The sale of KRMX-FM (94.9) has finally been finalized. Anaheim Broadcasting took over late Thursday afternoon. General manager Bob Visotcky is out, but, for now, the format remains unchanged. Rick Shaw, from Anaheim’s Riverside album-oriented rock station, KCAL, is the acting program director . . . .

Why San Diego television sports coverage drives us crazy, Reason No. 12,876: Last Thursday, KFMB-TV (Channel 8) professional sports reporter Curt Sandoval did a feature on Chargers rookie Eric Bieniemy, focusing on the fact that Bieniemy hasn’t played this year, without bothering to ask a coach--any coach--why Bieniemy hasn’t played. . . .
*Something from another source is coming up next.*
PR #4290, opened 2023-02-14
fix(pivotgrid): chip menu not properly positioned

JoomFX:
related to https://github.com/telerik/kendo-angular-private/issues/354

### DIFF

In what may be a sign that KUSI-TV (Channel 51) is ready to improve its news product, in the last week the station has hired a new news director, Paul Beavers, who spent 23 years with NBC; a new executive producer, Jim Valentine, most recently of KDFW-TV in Ft. Worth; and a new art director, Steve Bangos, most recently of G & G Communications. The executive producer and art director spots are newly created positions; Beavers replaces long-departed Pete Jacobus. . . .

Changes continue at KCBQ. John Q. Lawrence, who did news reports, is out. Former AM operations director Liz Medina has moved into the overnight disc jockey slot.